Today, even the quickest glance at The Bedroom reveals that the walls depicted are not violet at all but blue—a discrepancy all the more striking given van Gogh’s precise theory-based use of color (and equally precise use of language). The mystery, however, has now been solved through the findings of a recently completed research project called Van Gogh’s Studio Practice. The results of this multidisciplinary examination into van Gogh’s oeuvre form the basis of the exhibition “Van Gogh at Work” at the Van Gogh Museum in Amsterdam, on view from May 1 through January 12, 2014.

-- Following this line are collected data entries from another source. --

PR #584, opened 2020-07-14
 Add API to check if openvino is enabled

kanvi-nervana:
Add API to check if OV is enabled and display the same after build finishes.

### DIFF
--- a/build_ngtf.py
+++ b/build_ngtf.py
@@ -508,9 +508,6 @@ def main():
         flag_string_map[arguments.use_grappler_optimizer]
     ])
 
-    if (arguments.build_openvino_backend) or (arguments.use_prebuilt_openvino):
-        ngraph_tf_cmake_flags.extend(["-DNGRAPH_TF_USE_OPENVINO=YES"])
-
     # Now build the bridge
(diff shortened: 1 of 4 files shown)


build_ngtf.py
```diff
@@ -508,6 +508,9 @@ def main():
         flag_string_map[arguments.use_grappler_optimizer]
     ])
 
+    if (arguments.build_openvino_backend) or (arguments.use_prebuilt_openvino):
+        ngraph_tf_cmake_flags.extend(["-DNGRAPH_TF_USE_OPENVINO=YES"])
+
```
adk9, line 513: Not needed. Just use the already defined variable `ENABLE_OPENVINO`.

ngraph_bridge/version.cc
```diff
@@ -67,6 +67,14 @@ bool ngraph_tf_is_grappler_enabled() {
 #endif
 }
 
+bool ngraph_tf_is_openvino_enabled() {
+#if defined(NGRAPH_TF_USE_OPENVINO)
```
adk9, line 71: Use `ENABLE_OPENVINO`.

PR #589, opened 2020-07-16
Dump IE graphs when NGRAPH_TF_DUMP_GRAPHS is set

adk9:
* Dump IE CNN network and weights when NGRAPH_TF_DUMP_GRAPHS is set
* Make sure IE exceptions are caught in case of compilation errors

### DIFF
--- a/ngraph_bridge/ie_executable.cc
+++ b/ngraph_bridge/ie_executable.cc
@@ -44,6 +44,11 @@ IE_Executable::IE_Executable(shared_ptr<Function> func, string device)
   m_network = InferenceEngine::CNNNetwork(func);
   set_parameters_and_results(*func);
 
+  if (std::getenv("NGRAPH_TF_DUMP_GRAPHS")) {
+    auto& name = m_network.getName();
+    m_network.serialize(name + ".xml", name + ".bin");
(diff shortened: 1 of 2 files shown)


ngraph_bridge/ie_executable.cc
```diff
@@ -44,6 +44,11 @@ IE_Executable::IE_Executable(shared_ptr<Function> func, string device)
   m_network = InferenceEngine::CNNNetwork(func);
   set_parameters_and_results(*func);
 
+  if (std::getenv("NGRAPH_TF_DUMP_GRAPHS")) {
```
kanvi-nervana, line 47: May be we can use another env var for this? NGRAPH_TF_DUMP_GRAPHS dumps a lot of graphs and you may be interested only in IE graphs.

bani-intelaipg: As this flag is used for debugging, more graphs might not be a big issue.

adk9: Yes, too many undocumented env vars get a little unwieldy so I decided to reuse `NGRAPH_TF_DUMP_GRAPHS`.

PR #793, opened 2021-01-27
Use --single-branch when cloning git repos

adk9:


tools/build_utils.py
```diff
@@ -511,7 +511,10 @@ def install_ngraph_tf(tf_version, venv_dir, ngtf_pip_whl):
 
 def download_repo(target_name, repo, version, submodule_update=False):
     # First download to a temp folder
-    call(["git", "clone", repo, target_name])
+    call([
```
bani-intelaipg, line 514: This might not work where "version" is passed as a commit# or label

adk9: Good point. I'll close it for now.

The researchers discovered that the explanation for The Bedroom’s discoloration lies in van Gogh’s use during that period of a synthetic pigment, red eosin, which had only recently been invented by chemists working for the French textile industry. The pigment turned out to be unstable: when it was mixed with blue to create purple, it eventually faded, leaving behind the blue pigment alone, as demonstrated by the appearance of The Bedroom today.
Van Gogh’s Studio Practice began in 2005 as a joint venture that brought together the Van Gogh Museum, the Cultural Heritage Agency of the Netherlands, and Shell, the Dutch petroleum giant. The research project initially focused on technical analysis of work from van Gogh’s pivotal Paris period of 1886–88, which is something of a black hole in van Gogh studies due to a lack of documentation. The museum provided the paintings, staff, and documentation; the Cultural Heritage Agency performed the basic paint conservation analysis, such as x-ray and infrared study; and Shell technicians carried out high-tech analysis, such as state-of-the-art electron microscopy, to analyze the materials in unprecedented detail.
According to Rob Bouwman, a retired physicist and Shell executive who served as a project coordinator of “Van Gogh at Work,” the idea behind the joint venture was that the petroleum company, which was already a sponsor of the museum, would go beyond sponsorship and become a partner in the research. Thus, while Shell provided approximately a million euros in funding, according to Bouwman, it also supplied innumerable hours of work time by its own research staff during the eight years of the project.
“I said to myself, we have a beautiful and well-equipped laboratory right here in Amsterdam, one of the largest research laboratories in the world,” Bouwman told ARTnews. “Why not supply the museum with know-how instead of money? Know-how and commitment.”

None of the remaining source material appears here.